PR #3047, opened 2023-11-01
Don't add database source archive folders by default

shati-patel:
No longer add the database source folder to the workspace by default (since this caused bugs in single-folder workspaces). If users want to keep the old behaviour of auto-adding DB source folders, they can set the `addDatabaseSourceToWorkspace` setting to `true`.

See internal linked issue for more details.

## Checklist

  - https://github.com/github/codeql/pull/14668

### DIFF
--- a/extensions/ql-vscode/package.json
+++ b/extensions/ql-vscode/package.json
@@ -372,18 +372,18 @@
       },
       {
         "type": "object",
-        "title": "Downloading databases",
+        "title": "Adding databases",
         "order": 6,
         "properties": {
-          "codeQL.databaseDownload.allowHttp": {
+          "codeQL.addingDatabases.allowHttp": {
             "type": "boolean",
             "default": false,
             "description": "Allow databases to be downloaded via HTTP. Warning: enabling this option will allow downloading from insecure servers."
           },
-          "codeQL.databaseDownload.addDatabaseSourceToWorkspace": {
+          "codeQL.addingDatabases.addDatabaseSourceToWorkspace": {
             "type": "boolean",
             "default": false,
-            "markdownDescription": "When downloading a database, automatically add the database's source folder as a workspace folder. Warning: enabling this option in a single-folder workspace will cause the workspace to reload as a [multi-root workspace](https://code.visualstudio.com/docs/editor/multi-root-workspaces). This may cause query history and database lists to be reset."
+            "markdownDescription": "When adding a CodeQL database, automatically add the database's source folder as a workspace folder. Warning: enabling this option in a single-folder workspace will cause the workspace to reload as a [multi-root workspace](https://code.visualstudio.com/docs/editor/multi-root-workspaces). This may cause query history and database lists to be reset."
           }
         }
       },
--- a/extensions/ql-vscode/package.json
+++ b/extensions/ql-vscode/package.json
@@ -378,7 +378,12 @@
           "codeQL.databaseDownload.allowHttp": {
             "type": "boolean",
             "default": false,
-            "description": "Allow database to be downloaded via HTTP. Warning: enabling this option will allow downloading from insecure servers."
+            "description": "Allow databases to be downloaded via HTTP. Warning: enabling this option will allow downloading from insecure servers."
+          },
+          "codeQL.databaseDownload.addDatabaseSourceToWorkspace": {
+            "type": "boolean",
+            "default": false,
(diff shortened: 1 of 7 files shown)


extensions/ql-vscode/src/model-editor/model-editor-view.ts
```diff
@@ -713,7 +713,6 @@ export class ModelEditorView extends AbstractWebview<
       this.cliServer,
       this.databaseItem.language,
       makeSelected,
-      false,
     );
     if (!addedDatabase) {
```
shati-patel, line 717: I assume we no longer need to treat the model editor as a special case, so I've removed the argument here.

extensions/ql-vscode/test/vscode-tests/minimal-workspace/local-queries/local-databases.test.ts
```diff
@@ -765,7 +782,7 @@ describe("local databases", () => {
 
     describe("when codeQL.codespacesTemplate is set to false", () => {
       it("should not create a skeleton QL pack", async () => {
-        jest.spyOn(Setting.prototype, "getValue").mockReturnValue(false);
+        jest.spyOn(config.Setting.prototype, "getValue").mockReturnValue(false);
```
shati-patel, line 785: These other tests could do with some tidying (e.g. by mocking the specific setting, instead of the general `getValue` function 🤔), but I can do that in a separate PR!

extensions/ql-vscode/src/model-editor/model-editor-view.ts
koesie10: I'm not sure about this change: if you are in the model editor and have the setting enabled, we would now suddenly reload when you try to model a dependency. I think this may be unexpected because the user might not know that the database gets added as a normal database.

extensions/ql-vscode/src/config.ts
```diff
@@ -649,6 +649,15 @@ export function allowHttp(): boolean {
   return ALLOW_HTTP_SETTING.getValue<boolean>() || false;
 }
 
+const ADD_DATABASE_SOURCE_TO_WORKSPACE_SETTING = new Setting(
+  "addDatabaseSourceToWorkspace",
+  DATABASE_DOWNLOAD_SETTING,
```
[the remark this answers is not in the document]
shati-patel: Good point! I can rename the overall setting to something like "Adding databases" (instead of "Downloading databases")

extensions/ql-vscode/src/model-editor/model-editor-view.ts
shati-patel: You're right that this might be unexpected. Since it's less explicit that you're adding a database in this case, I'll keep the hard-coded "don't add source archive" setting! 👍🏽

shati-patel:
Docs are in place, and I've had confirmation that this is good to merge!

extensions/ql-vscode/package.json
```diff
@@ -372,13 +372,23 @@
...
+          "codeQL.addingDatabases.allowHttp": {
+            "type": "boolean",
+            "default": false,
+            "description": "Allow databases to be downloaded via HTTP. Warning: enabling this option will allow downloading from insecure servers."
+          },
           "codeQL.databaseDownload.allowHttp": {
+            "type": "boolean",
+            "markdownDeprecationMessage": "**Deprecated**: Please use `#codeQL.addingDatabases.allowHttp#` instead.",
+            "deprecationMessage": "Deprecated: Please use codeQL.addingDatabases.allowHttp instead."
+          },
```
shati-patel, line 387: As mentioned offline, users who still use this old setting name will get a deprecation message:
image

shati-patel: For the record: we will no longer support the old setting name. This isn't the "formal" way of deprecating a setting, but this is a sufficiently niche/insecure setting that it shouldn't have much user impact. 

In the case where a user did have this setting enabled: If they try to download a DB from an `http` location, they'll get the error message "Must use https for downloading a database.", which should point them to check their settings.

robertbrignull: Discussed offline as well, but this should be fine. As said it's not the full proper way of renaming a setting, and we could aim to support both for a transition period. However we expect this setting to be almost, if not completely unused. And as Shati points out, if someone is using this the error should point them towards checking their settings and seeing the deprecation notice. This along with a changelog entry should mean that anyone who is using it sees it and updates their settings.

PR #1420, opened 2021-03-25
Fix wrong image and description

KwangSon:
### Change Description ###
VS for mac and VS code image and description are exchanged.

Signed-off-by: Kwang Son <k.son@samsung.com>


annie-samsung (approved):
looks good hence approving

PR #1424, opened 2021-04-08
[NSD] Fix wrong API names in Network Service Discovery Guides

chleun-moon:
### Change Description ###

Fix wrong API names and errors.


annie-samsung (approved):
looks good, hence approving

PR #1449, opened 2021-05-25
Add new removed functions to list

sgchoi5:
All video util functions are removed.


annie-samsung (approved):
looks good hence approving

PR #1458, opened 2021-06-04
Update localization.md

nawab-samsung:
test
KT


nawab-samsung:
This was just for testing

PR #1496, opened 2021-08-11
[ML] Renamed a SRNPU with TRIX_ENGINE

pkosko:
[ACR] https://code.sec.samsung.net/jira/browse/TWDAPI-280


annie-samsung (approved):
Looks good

- - - - -

▶ Aim of the exercise: Every line in the listing above that mentions "getValue" should be returned.

▶ Answer section:
-        jest.spyOn(Setting.prototype, "getValue").mockReturnValue(false);
+        jest.spyOn(config.Setting.prototype, "getValue").mockReturnValue(false);
shati-patel, line 785: These other tests could do with some tidying (e.g. by mocking the specific setting, instead of the general `getValue` function 🤔), but I can do that in a separate PR!
   return ALLOW_HTTP_SETTING.getValue<boolean>() || false;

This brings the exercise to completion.